J.P Ricciardi: Not a Total Failure Part #3

In this final post on J.P Ricciardi’s best moves as the Blue Jays General Manager, I will look at the player currently batting clean-up for the Jays: Adam Lind. It is a great place to end this look into the Ricciardi era, because it exemplifies one of the major decision making strategies from J.P’s time as G.M. That is, drafting polished college players in the early rounds of the amateur player draft.

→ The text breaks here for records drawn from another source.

PR #3205, opened 2026-04-09
[SREP-3734] Use internal registry image for executor artifact sidecar

smarthall:
## Summary
- Replace `busybox:latest` with the internal OpenShift CLI image (`image-registry.openshift-image-registry.svc:5000/openshift/cli:latest`) for the `pause-for-artifacts` sidecar container in the ad-hoc test executor
- The `busybox:latest` pull from Docker Hub is subject to rate limits and transient 503 errors, which caused a race condition where the sidecar hadn't started by the time artifact collection was attempted after a fast-completing test
- The internal CLI image is already used elsewhere in the codebase (`pkg/e2e/osd/rebalance_infra_nodes.go`) and is pre-cached on cluster nodes

## Test plan
- [ ] Verify the `pause-for-artifacts` container starts reliably in ad-hoc test executor jobs
- [ ] Confirm artifact collection succeeds for fast-completing test suites
- [ ] Run `periodic-ci-openshift-osde2e-main-nightly-4.21-osd-aws` and verify no `container not found` errors

🤖 Generated with [Claude Code](https://claude.com/claude-code)

### DIFF
--- a/pkg/common/executor/executor.go
+++ b/pkg/common/executor/executor.go
@@ -242,7 +242,7 @@ func (e *Executor) buildJobSpec(namespace string, image string) *batchv1.Job {
 						},
 						{
 							Name:    "pause-for-artifacts",
-							Image:   "busybox:latest",
+							Image:   "image-registry.openshift-image-registry.svc:5000/openshift/cli:latest",
 							Command: []string{"tail", "-f", "/dev/null"},
 							VolumeMounts: []corev1.VolumeMount{
 								{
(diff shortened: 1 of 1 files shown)


smarthall:
I made this PR as there were issues with the tests receiving errors when pulling from the docker registry, and because of this the output and artifacts of a test was being lost.

I chose this image as it is already [used elsewhere in the tests](https://github.com/openshift/osde2e/blob/main/pkg/e2e/osd/rebalance_infra_nodes.go#L69), so I presumed that this wasn't a concern. If that's not the case we might need to address that existing code too.

I feel that depending on the ocp image registry is the more reliable option then depending on a third party registry. However the other containers in the pods pull from quay, would you be more comfortable with a `ubi-minimal` image from quay or the red hat registry? Would you like me to update the image used for the rebalancing tests too?

wking (approved):
/lgtm

+1 from me on testing based on the components we sell to customers and need to maintain, and not testing unrelated external services that we can't fix when they break.

ritmun:
//lgtm

PR #3216, opened 2026-04-21
[SDCICD-1816]  size Prometheus token to workload and ensure cluster expiry covers krkn-ai run

varunraokadaparthi:
- Size the Prometheus token lifetime to generations × population × 5 min instead of the fixed default so it does not expire mid-run.
- Extend the cluster OCM expiration before krkn-ai runs when the current expiry is too short, and restore it to a short grace period afterward.

Co-Authored-By: Cursor <noreply@cursor.com> 

## Summary by CodeRabbit

* **New Features**
  * Automatic cluster expiration extension during KrknAI runs to prevent interruptions. Cluster expiration is extended before execution begins and can be restored to its original state afterward.

* **Tests**
  * Added unit tests for cluster expiration duration calculations.

* **Chores**
  * Updated upstream Go module dependencies to latest compatible versions.

### DIFF
--- a/go.mod
+++ b/go.mod
@@ -21,11 +21,11 @@ require (
 	github.com/mitchellh/mapstructure v1.5.0
 	github.com/onsi/ginkgo/v2 v2.28.1
 	github.com/onsi/gomega v1.39.1
-	github.com/openshift-online/ocm-sdk-go v0.1.498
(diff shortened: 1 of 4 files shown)


varunraokadaparthi:
@coderabbitai review

PR #3218, opened 2026-04-23
Revert "[SREP-3734] Use internal registry image for executor artifact sidecar"

ritmun:
Reverts openshift/osde2e#3205


ritmun:
see https://redhat-internal.slack.com/archives/CMK13BP4J/p1776938469361319

PR #214, opened 2021-12-07
Infrastructure-as-code

AleksiKytola:
Adds AWS CDK deployment scripts and necessary launch scripts for server, continuous delivery action for github.


juhoeerola (commented):
Looking good overall

PR #215, opened 2021-12-08
New user page

JimiRantanen:
A new user  page, where editing any info or trying to delete the account prompts for the user's password.

Mostly ready, with some known issues:

- [x] - Tests fail, because users PATCH and DELETE routes now require the user's current password - they need to be rewritten
- [ ] - EditableText needs a property to clear text when opening edit
- [ ] - EditableText needs a property to control input type (password in this case)
- [x] - No redirect to login / front page when deleting user, state is left intact

Tests fixed, maybe split the rest to separate tickets?


AleksiKytola:
Im fine with the editabletext issues being fixed in another ticket:
 - EditableText needs a property to clear text when opening edit
 - EditableText needs a property to control input type (password in this case)

However the last one seems like a part of this one and should be included
 - No redirect to login / front page when deleting user, state is left intact

JimiRantanen:
All right, I will get to it next week

frontend/src/redux/user/actions.ts
```diff
@@ -58,6 +63,26 @@ export const register = createAsyncThunk<
...
+  boolean,
+  UserModifyRequest,
+  { rejectValue: AxiosError }
+>('/user/patchUser', async (userPatch: UserModifyRequest, thunkAPI) => {
+  try {
+    if (userPatch.deleteUser) {
+      if (await api.deleteUser(userPatch)) {
+        return true;
+      }
+    } else if (await api.patchUser(userPatch)) {
```
juhoeerola, line 76:
```suggestion
      return await api.deleteUser(userPatch));
    }
    if (await api.patchUser(userPatch)) {
```

Would be clearer to just return the result directly, since the `false` path doesn't do anything more

juhoeerola (commented):
Few suggestions

juhoeerola:
> EditableText needs a property to ...

The editable text could maybe pass through props to the underlying input element more transparently, so user could just provide any that the input can use.

frontend/src/components/UserInfoCard.tsx
```diff
@@ -1,16 +1,162 @@
...
+  const dispatch = useDispatch<StoreDispatchType>();
+  const [sent, setSent] = useState(false);
+  const [sending, setSending] = useState(false);
+
+  const ProjectRow: TableRow<RoadmapRole> = ({ item: roadmapRole, style }) => {
+    const { roadmapId, type } = roadmapRole;
+    const roadmap = useSelector(idRoadmapSelector(roadmapId));
+    return (
+      <div className={classes(css.virtualizedTableRow)} style={style}>
+        <td className="styledTd roleIcon">
```
juhoeerola, line 32:
```suggestion
        <div className="styledTd roleIcon">
```

Noticed that this was complaining about incorrect nesting of elements, div should do fine here.

juhoeerola (changes requested):

frontend/src/components/UserInfoCard.tsx
```diff
@@ -1,16 +1,157 @@
...
+        <div className={classes(css.textContainer)}>
+          <EditableTextWithButtons
+            onOk={emailOnOk}
+            value={userInfo.email}
+            fieldId="email"
+            format=""
+          />
+          {!userInfo.emailVerified ? (
+            <p className={classes(css.unVerifiedText)}>(unverified)</p>
+          ) : null}
```
IidaKainu, line 107:
```suggestion
          {!userInfo.emailVerified && (
            <p className={classes(css.unVerifiedText)}>(unverified)</p>
          )}
```

frontend/src/components/UserInfoCard.tsx
```diff
@@ -1,16 +1,157 @@
...
+        </div>
+        {!userInfo.emailVerified && (
+          <button
+            className="button-small-outlined"
+            type="button"
+            onClick={resendOnClick}
+            disabled={sent || sending}
+          >
+            Resend verification email
```
IidaKainu, line 116: There's a few translations missing in this component

IidaKainu (changes requested):
Found a few minor things, otherwise functions and looks good to me 👍

juhoeerola:
Added fixes and resolved conflicts with master

IidaKainu (approved):

PR #217, opened 2021-12-09
Make sidebar buttons scrollable

juhoeerola:
Previously the buttons would stretch the page vertically beyond the
viewport height, which would add extra scrollbars to the page and make
the scrolling overall a bad experience.


PatricKangasmaki (approved):
Looking good 👍 Was there any updates on the small indicator that the sidebar is scrollable (like the small arrow) or did the idea get dropped?

IidaKainu:
> Was there any updates on the small indicator that the sidebar is scrollable (like the small arrow) or did the idea get dropped?

A separate design card was added for the indicator 👍

PR #220, opened 2021-12-16
Add stretching for long names in taskmap

IidaKainu:
https://trello.com/c/z9xskpGu/389-fiksaa-tyylit-mukautumaan-pitkiin-nimiin

### DIFF
--- a/frontend/src/components/TaskMapTask.module.scss
+++ b/frontend/src/components/TaskMapTask.module.scss
@@ -2,8 +2,9 @@
 
 .singleTask {
   @extend .layout-row;
-  width: 309px;
-  height: 41px;
+  width: 360px;
+  min-height: 40px;
+  max-height: 90px;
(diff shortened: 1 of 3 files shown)


PatricKangasmaki (approved):
Looking a lot better and more clear now! 👍 One thing I noticed that if there are really long words, they will overflow and be hidden and the next word will go on the second row. This makes it a bit confusing (on the other hand, I don't think there are actually any words that would be that long so this isn't a realistic situation).

image


Anyways, it could be fixed with `word-wrap: break-word` in the taskname styling but I'm not sure if it may cause cutting off words in a situations where it shouldn't 🤔 At least in basic situations it worked just as wanted. You can test if it is actually needed and decide whether to add it or not!

image

IidaKainu:
Looks like `word-wrap: break-word` did not affect much else except for this corner case you found, so I added it to the implementation 🙏

PR #221, opened 2021-12-16
Fix overview browse buttons

IidaKainu:
https://trello.com/c/97muxs4h/410-eteenp%C3%A4in-taaksep%C3%A4in-napit-el%C3%A4%C3%A4-kun-kelaa-taskista-toiseen-riippuen-taskin-nimen-pituudesta

### DIFF
--- a/frontend/src/components/Overview.module.scss
+++ b/frontend/src/components/Overview.module.scss
@@ -13,6 +13,10 @@
   width: 100%;
   gap: 24px;
 
+  & > *:not(.buttons) {
+    margin-top: 12px; // the default padding of the buttons
+  }
+
   .name {
     @extend .layout-row;
     align-items: center;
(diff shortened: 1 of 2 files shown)


PatricKangasmaki (changes requested):
Currently if the title is a one long word, it will push the buttons out of screen.

image

For example, adding these lines of code to the `.name` class in `Overview.module.scss` would cause the overflow to break on multiple lines.

```
max-width: 70%; // Can be adjusted to some other value, this just looked good to me
display: inline-block;
overflow-wrap: break-word;
```

Result:

image

IidaKainu:
> Currently if the title is a one long word, it will push the buttons out of screen.

Great catch, added

PatricKangasmaki (approved):

PR #222, opened 2021-12-16
Show selected colour in customer edit modal

juhoeerola:
The colour is shown as a dot next to the hex input field.

dot

### DIFF
--- a/frontend/src/components/Dot.tsx
+++ b/frontend/src/components/Dot.tsx
@@ -1,9 +1,12 @@
 import { FC } from 'react';
 
-export const Dot: FC<{ fill: string }> = ({ fill }) => (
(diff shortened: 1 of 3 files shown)


IidaKainu (approved):
Looks good to me 👍 
I was discussing this card with Patric and he interpreted it a bit differently so let's request his opinion too

PatricKangasmaki (approved):
>I was discussing this card with Patric and he interpreted it a bit differently so let's request his opinion too

Originally I thought that the testers meant that they would like to see the color _in text format_ as well, but it wouldn't really make any sense since you can choose literally any color you want, not just the basic predefined ones (like red green blue purple etc.). It would be impossible to define things like dark purple, darker purple, purple with even more darkness, and things between them etc. as text so your implementation is great imo.

PR #224, opened 2021-12-17
Use role translations

IidaKainu:
https://trello.com/c/xbtRuXDg/418-muuta-teksteihin-business-rooli-sales-representative

### DIFF
--- a/frontend/src/components/modals/JoinProjectModal.tsx
+++ b/frontend/src/components/modals/JoinProjectModal.tsx
@@ -53,7 +53,7 @@ export const JoinProjectModal: Modal<ModalTypes.JOIN_PROJECT_MODAL> = ({
               i18nKey="Join project info 1/2"
               values={{
                 name: invitation.roadmap!.name,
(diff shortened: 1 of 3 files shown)


PatricKangasmaki (approved):
👍
One thing to note: there's now a lot of things called `business` in the code and comments while business person got changed to sales representative.  Should everything be called for example `sales` in the code for consistency or is it better to use that time for more important work since all the developers in the project will probably be fine with it being called business. Maybe it could be brought up in next meeting?

IidaKainu:
That's an understandable concern. This is likely not the best solution, but at least 'sales representative' is isolated to the translations 🤔

PatricKangasmaki:
>at least 'sales representative' is isolated to the translations

I think this solution is good for now. It's better to change everything everywhere after there's a clear guideline how it should be done. Imo this is ready to merge, just remember to create a new ticket about the business-type in the code and bring it up in next meeting after the holidays 👍

PR #225, opened 2021-12-21
Add auto-layout to taskMap

IidaKainu:


frontend/src/pages/TaskMapPage.tsx
```diff
@@ -68,47 +69,77 @@ export const TaskMapPage = () => {
...
+        type: 'special',
+        sourcePosition: Position.Right,
+        targetPosition: Position.Left,
+        draggable: false,
+        // dagre coordinates are in the center, calculate top left corner
+        position: { x: node.x - node.width / 2, y: node.y - node.height / 2 },
+        data: {
+          label: (
+            <TaskGroup
+              listId={Number(id)}
```
juhoeerola, line 109:
```suggestion
              listId={id}
```

The `id` could be kept as a string, as it is now just converted back and forth.

frontend/src/pages/TaskMapPage.tsx
```diff
@@ -68,47 +69,77 @@ export const TaskMapPage = () => {
...
+              taskIds={synergies.sort((a, b) => a - b)} // FIXME: ordering prevents render bugs
```
juhoeerola, line 110:
```suggestion
              taskIds={synergies}
```
I couldn't reproduce the bug anymore, so this workaround could be removed.
I guess the bug might have been in the `targetGroupIdx` calculations below.

frontend/src/pages/TaskMapPage.tsx
```diff
@@ -68,47 +69,77 @@ export const TaskMapPage = () => {
...
+      dependencies.map(({ from, to }) => {
+        const targetGroup = measuredRelations.find(({ synergies }) =>
+          synergies.includes(to),
+        );
+
+        return {
+          id: `from-${from}-to-${to}`,
+          source: String(idx),
+          sourceHandle: `from-${from}`,
+          target: String(targetGroup!.id),
```
juhoeerola, line 133:
```suggestion
          target: targetGroup!.id,
```
One extra conversion, that I missed the first time

juhoeerola (approved):
👍 just remove the one conversion before merging

PatricKangasmaki (approved):
Really good job 👍 I tried to break things but this implementation seemed to handle everything really well. Now we just need to add the relation restrictions (for example relation: `1 to 2 to 3 to 1` shouldn't be possible) and then the task map is ready! 🥳 But it's not this PR's thing

One thing I noticed that the lines sometimes cross over each other (where they could be other way around and not cross) but I think it's not worth using possibly multiple working days to fix something like this as we have more important tasks to tackle.

image

IidaKainu:
> I tried to break things but this implementation seemed to handle everything really well

Great to hear! I'll remove the unnecessary conversion Juho found and merge

> and then the task map is ready 🥳

There's also [this significant bug](https://trello.com/c/ffJNPb41/427-bug-dragged-tasks-reset) from rebasing we should fix. But we're getting closer 👍 

> lines sometimes cross over each other

I don't think dagre accounts for positions inside a node/group. So we'd need a custom algorithm and yeah it would take too much time 😄

PR #226, opened 2021-12-23
Add minimum width to table component

juhoeerola:
Given the minimum widths, the buttons will not clip.
The table will scroll sideways when it doesn't fit into the view.

The minimum width is defined as pixels / fr unit. The column widths are
always defined in fr units.


IidaKainu (approved):
Looks good 👍

PR #228, opened 2021-12-29
Add task ratings edition to TaskOverviewPage

IidaKainu:
I diverged from figma's design, as task rating modal displays multiple ratings. There would be no need to find the rating from a (possibly long) rating list if user can edit all of their given ratings through one button.


IidaKainu:
Actually I'll draft this: only admin can currently see the ratings. But feel free to give feedback in the meantime.

PR #229, opened 2021-12-29
Fix redux actions

IidaKainu:


juhoeerola (approved):
Looks good 👍 

Maybe could add explicit `<any>` also on user/actions.ts:107 for consistency
```ts
    return thunkAPI.rejectWithValue(err as AxiosError);
```

PR #230, opened 2021-12-29
Add old invitation cleanup

IidaKainu:
The cleanup is implemented as middleware in post invitations -route

### DIFF
--- a/server/src/api/invitations/invitations.controller.ts
+++ b/server/src/api/invitations/invitations.controller.ts
@@ -8,6 +8,9 @@ import { daysAgo } from '../../utils/date';
 // should FRONTEND_BASE_URL and CORS_ORIGIN be same variable?
 const BASE_URL = process.env.FRONTEND_BASE_URL!;
 
+const deleteOldInvitations = () =>
+  Invitation.query().delete().where('updatedAt', '<', daysAgo(30));
+
 export const getInvitations: RouteHandlerFnc = async (ctx) => {
   ctx.body = await Invitation.query()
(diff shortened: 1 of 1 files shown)


server/src/api/invitations/invitations.controller.ts
```diff
@@ -8,6 +9,14 @@ import { daysAgo } from '../../utils/date';
 // should FRONTEND_BASE_URL and CORS_ORIGIN be same variable?
 const BASE_URL = process.env.FRONTEND_BASE_URL!;
 
+export const deleteOldInvitations = async (
+  _: Context,
+  next: () => Promise<any>,
+) => {
+  await Invitation.query().delete().where('updatedAt', '<', daysAgo(30));
+  await next();
+};
```
juhoeerola, line 18:
```suggestion
const deleteOldInvitations = () =>
  Invitation.query().delete().where('updatedAt', '<', daysAgo(30));
```

I would rather keep this inside the controller, and just add `await deleteOldInvitations();` at the top of `postInvitation()`

juhoeerola (changes requested):

server/src/api/invitations/invitations.controller.ts
IidaKainu: I contemplated whether to use a middleware or not - changed it to the suggested way

juhoeerola (approved):
👍 

I think this way is better here, since the function has nothing inherently to do with the routing or handling the request. It could also be non-exported now.

PR #373, opened 2022-04-08
Fix SortableTaskList drag bug on search

juhoeerola:
The dragged task was taken from the full list, not the searched one.


IidaKainu (approved):
That was an obscure one. Well caught 🔥

PR #379, opened 2022-04-13
Completed task can no longer be considered unrated

juhoeerola:


IidaKainu (commented):
I am wondering should we consider task completion in hasRatingsOnEachDimension-function as well? A completed task without either no value or work rating is not shown in MilestonesEditor.

juhoeerola:
I suppose completed task can't be "unrated" in the meaning "needs to be rated", but it doesn't mean the task would actually have ratings. I think the status should not be the concern of `hasRatingsOnEachDimension`, but to be checked separately when we want "ratings on each dimension *or* task is completed".

IidaKainu (approved):
>  I think the status should not be the concern of hasRatingsOnEachDimension, but to be checked separately when we want "ratings on each dimension or task is completed".

Good point

PR #380, opened 2022-04-14
Add topbar with visualizations to milestone planner

AleksiKytola:
Refactored PercentageBar to its own component, adjusted interface of components for more flexibility (stakes visualization accepts an array of versions instead of just one)

Relocated the info icon to the topbar, it was looking weirdly out of place with the original absolute positioning, and I felt it was easier to notice up in the topbar

Currently the stakes visualization calculates the stakes for all roadmaps milestones, milestone selection is in another card and this component shall be updated then to only use the selected milestones. 

image

### DIFF
--- a/frontend/src/components/CustomerWeightsVisualization.module.scss
+++ b/frontend/src/components/CustomerWeightsVisualization.module.scss
@@ -27,3 +27,7 @@
     color: $COLOR_AZURE;
   }
 }
+
+.stakes.light {
+  filter: opacity(70%);
+}
--- a/frontend/src/components/CustomerWeightsVisualization.tsx
+++ b/frontend/src/components/CustomerWeightsVisualization.tsx
@@ -1,16 +1,20 @@
-import { FC } from 'react';
+import { FC, useEffect, useState } from 'react';
+import { useSelector } from 'react-redux';
+import { skipToken } from '@reduxjs/toolkit/query/react';
 import classNames from 'classnames';
 import { useTranslation } from 'react-i18next';
 import Tooltip from '@mui/material/Tooltip';
+import { chosenRoadmapIdSelector } from '../redux/roadmaps/selectors';
+import { CustomerStakes } from '../redux/roadmaps/types';
+import css from './CustomerWeightsVisualization.module.scss';
+import { apiV2 } from '../api/api';
 import { Dot } from './Dot';
 import { percent } from '../utils/string';
-import { CustomerStakes } from '../redux/roadmaps/types';
-import css from './CustomerStakesVisualization.module.scss';
 import { PercentageBar } from './PercentageBar';
 
 const classes = classNames.bind(css);
 
-export const StakesTooltipContent: FC<{
+export const CustomerWeightsTooltipContent: FC<{
   customerStakes: CustomerStakes[];
   totalValue: number;
   showPercentageBar?: boolean;
@@ -19,11 +23,15 @@ export const StakesTooltipContent: FC<{
   const { t } = useTranslation();
 
   if (customerStakes.length === 0)
-    return <div className={classes(css.stakesTooltip)}>{t('No ratings')}</div>;
+    return (
+      <div className={classes(css.stakesTooltip)}>
+        {t('No client weights set')}
+      </div>
+    );
 
   return (
     <div className={classes(css.stakesTooltip)}>
-      {!noTitle && <div>{t('Client shares')}</div>}
+      {!noTitle && <div>{t('Client weights')}</div>}
       {showPercentageBar && (
         <PercentageBar
           stakes={customerStakes}
@@ -49,7 +57,7 @@ export const StakesTooltipContent: FC<{
   );
 };
 
-export const CustomerStakesVisualization: FC<{
+const CustomerWeightsPercentageBar: FC<{
   customerStakes: CustomerStakes[];
   totalValue: number;
   vertical?: boolean;
@@ -72,7 +80,7 @@ export const CustomerStakesVisualization: FC<{
         tooltip: classes(css.tooltip),
       }}
       title={
-        <StakesTooltipContent
+        <CustomerWeightsTooltipContent
           customerStakes={customerStakes}
           totalValue={totalValue}
         />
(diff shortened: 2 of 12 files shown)


AleksiKytola:
Also added a commit to make planner milestones wider

frontend/src/pages/MilestonesEditor.tsx
```diff
@@ -257,6 +259,51 @@ export const MilestonesEditor = () => {
...
+        </div>
+        <div className={classes(css.topbarShares)}>
+          <Trans i18nKey="Target weighted shares" />
+          {roadmapsVersions && (
+            <CustomerWeightsVisualization
+              width={250}
+              height={30}
+              barWidth={30}
+            />
+          )}
```
PatricKangasmaki, line 301: The design seems a bit off compared to figma. I'd make the height and width of the bars a little smaller, for example 15px-20px and 200px, as they currently take away the main focus on the page.

```suggestion
          {roadmapsVersions && (
            <TaskValueCreatedVisualization
              versions={[...roadmapsVersions]}
              width={200}
              height={20}
              barWidth={15}
            />
          )}
        </div>
        <div className={classes(css.topbarShares)}>
          <Trans i18nKey="Target weighted shares" />
          {roadmapsVersions && (
            <CustomerWeightsVisualization
              width={200}
              height={20}
              barWidth={15}
            />
          )}
```

frontend/src/pages/MilestonesEditor.module.scss
```diff
@@ -102,3 +104,20 @@
...
+  padding: 10px 0px;
+}
+
+.topbarShares {
+  display: flex;
+  flex-direction: column;
+  align-items: center;
+  justify-content: center;
+  margin: 0px 10px;
+}
```
PatricKangasmaki, line 123: Titles could have the pre-title font here or you can add class to the div's of the titles. Also some gap between the elements look good.

```suggestion
.topbarShares {
  @extend .typography-pre-title;
  display: flex;
  flex-direction: column;
  align-items: center;
  justify-content: center;
  gap: 5px;
  margin: 0px 10px;
}
```

frontend/src/components/PercentageBar.module.scss
```diff
@@ -0,0 +1,16 @@
...
+  // horizontal
+  width: 100%;
+  height: max-content;
+  flex-direction: row;
+
+  &.vertical {
+    height: 100%;
+    width: max-content;
+    flex-direction: column;
+  }
```
PatricKangasmaki, line 15: I'd change the `horizontal` to it's own class just like the vertical one for consistency. Or if you want to keep horizontal as the default you could just change it to:

```
@import '../shared.scss';

.stakes {
  @extend .layout-row;
  border-radius: 10px;
  overflow: hidden;
  width: 100%;
  height: max-content;

  &.vertical {
    height: 100%;
    width: max-content;
    flex-direction: column;
  }
}
```

frontend/src/components/TaskValueCreatedVisualization.module.scss
```diff
@@ -5,7 +5,9 @@
   @extend .layout-row;
   gap: 47px;
   width: 100%;
+  height: 100%;
   .stakesDescription {
     width: 100%;
+    height: 100%;
```
PatricKangasmaki, line 11: Is there a reason to define width and height twice here with the same values?

PatricKangasmaki (changes requested):
Looking good 👍 
Added a few suggestions below. Was there some technical reason not to display percentages right away in the percentage bars (figma design) or was it just better looking with tooltips? It might be a bit faster to see the actual differences between actual and target values if you could see the % values right away without having to hover.

PatricKangasmaki:
Few more things that I found:
This link to client weight on the right could also be added in this PR and target weight colors seem to be a little lighter (which is good so it can be easily distinguished from the actual weights)

image

frontend/src/pages/MilestonesEditor.module.scss
PatricKangasmaki: `display: flex` and `flex-direction: column;` can be changed to `@extend .layout-column;` here as well

frontend/src/components/TaskValueCreatedVisualization.module.scss
AleksiKytola: Seems like the whole .stakesDescription class is unnecessary

AleksiKytola:
Applied recommended style fixes, added the button to navigate to client weights next to the target weighted shares bar.
image

frontend/src/components/CustomerWeightsVisualization.tsx
```diff
@@ -0,0 +1,162 @@
...
+          color,
+        })),
+    );
+  }, [customers, setData]);
+
+  return (
+    <div className={classes(css.stakes)}>
+      <div style={{ width, height }}>
+        <div className={classes(css.customerBarWithLink)}>
+          <CustomerWeightsPercentageBar
```
IidaKainu, line 136: Could CustomerStakesVisualization be used here instead of CustomerWeightsPercentageBar? It looks like the components are the same unless I missed something

frontend/src/components/PercentageBar.tsx
```diff
@@ -0,0 +1,62 @@
...
+        stakes
+          .filter(({ value }) => value > 0)
+          .map((entry) => (
+            <BarSection
+              key={entry.id}
+              size={entry.value / totalValue}
+              color={entry.color}
+              vertical={vertical}
+              width={width}
+            />
```
IidaKainu, line 50: An option to show the percentages in the bar could be added here. Though it requires a bit of "prop drilling" for showPercentages
```suggestion
            >
              {showPercentages && percent(0).format(entry.value / totalValue)}
            </BarSection>
```

IidaKainu (changes requested):
Added a few suggestions, otherwise looks good to me 👍

juhoeerola (changes requested):

frontend/src/components/CustomerWeightsVisualization.tsx
AleksiKytola: Currently its just slightly different tooltips

frontend/src/components/PercentageBar.tsx
AleksiKytola: I preferred not to add it yet since I dont have a solution to the problem where the section is too small to have a readable percentage

frontend/src/components/TaskValueCreatedVisualization.tsx
```diff
@@ -20,20 +23,36 @@ interface VersionComplexityAndTotalValue extends Version {
...
+  vertical?: boolean;
+}> = ({ versions, width, height, noTooltip, vertical, barWidth = 37 }) => {
   const roadmapId = useSelector(chosenRoadmapIdSelector);
   const { data: customers } = apiV2.useGetCustomersQuery(
     roadmapId ?? skipToken,
   );
+
   const [data, setData] = useState<CustomerStakes[]>([]);
   const totalValue = data.reduce((acc, { value }) => acc + value, 0);
+  const versionsWithValueAndComplexity: VersionComplexityAndTotalValue[] = versions.map(
```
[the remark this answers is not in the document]
AleksiKytola: Weird that I didnt notice infinite updates going on, performance was fine. But anyway it does seem unnecessary. I just noticed the original component was passed a VersionComplexityAndTotalValue so when I changed it to take multiple versions I kept it

frontend/src/components/PercentageBar.tsx
IidaKainu: I see - that's understandable

AleksiKytola:
Applied Iida's CSS refactors and Juho's fixes :+1:

IidaKainu (approved):

frontend/src/components/CustomerWeightsVisualization.module.scss
```diff
@@ -0,0 +1,43 @@
...
+  @extend .layout-row;
+  text-align: center;
+  align-items: center;
+  justify-content: center;
+
+  a {
+    position: absolute;
+    right: -14.5em;
+    top: 0.4em;
+  }
```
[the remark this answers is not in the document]
AleksiKytola: Added

frontend/src/components/PercentageBar.module.scss
```diff
@@ -0,0 +1,32 @@
...
+
+.barSection {
+  z-index: 10;
+  user-select: none;
+  background-color: var(--color);
+
+  height: var(--barThickness);
+  width: calc(100% * var(--size, 1));
+  &.horizontal {
+  }
```
PatricKangasmaki, line 27: Is this `&.horizontal` empty for a reason?

frontend/src/components/CustomerWeightsVisualization.tsx
```diff
@@ -0,0 +1,152 @@
...
+            {percent(1).format(totalValue > 0 ? entry.value / totalValue : 0)}
+          </span>
+        </div>
+      ))}
+    </div>
+  );
+};
+
+const CustomerWeightsPercentageBar: FC<{
+  customerStakes: CustomerStakes[];
```
juhoeerola, line 61: `filter: opacity(70%)` style for the percentage bar in this component should work for the different look (the 70% is what was in figma)

juhoeerola (commented):
With the slightly transparent colour added for the weights, I think this is good

IidaKainu:
Aleksi is busy with the new project, so I rebased this on master and applied review fixes. Also noticed the PercentageBars were not appearing in roadmapGraph due to "css" missing in the vertical className.

juhoeerola (approved):
> PercentageBars were not appearing in roadmapGraph

Good catch

PatricKangasmaki (approved):

PR #382, opened 2022-04-20
Planner read-mode

IidaKainu:
Planner is accessible in read mode to users with Permission.VersionRead.
- Developer or business -users do not have Permission.RoadmapReadCustomerValues, so in those cases the customer weights page is hidden and unweighted milestone values is used
- Add VersionRead-permission to business role


juhoeerola (approved):
Looking good, and seems to work as intended 👍

PR #383, opened 2022-04-22
Change Checkbox-component label to optional

IidaKainu:
Small refactor to use the Checkbox-component in RegisterPage to avoid code duplication.


juhoeerola (approved):
🔥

Ricciardi’s drafting model was heavily influenced by his time working under Billy Beane in Oakland. This strategy is well documented in Michael Lewis’ book, Moneyball, so I won’t delve too deep here, except to say that it was primarily about minimizing risk, and financial cost. Picking high school players in the early rounds of the draft is expensive, and inherently risky. This is because players often make huge leaps, or massive falls in their progression through the minor leagues. It is very, very difficult to assess how well the abilities of an 18 year old will translate 5+ years down the line in the majors.

The main problem with avoiding high school players in the draft is that so much of the high-ceiling talent will be scooped up by other teams. Superstar talent can often be seen by a players late teens, and it shouldn’t be passed by.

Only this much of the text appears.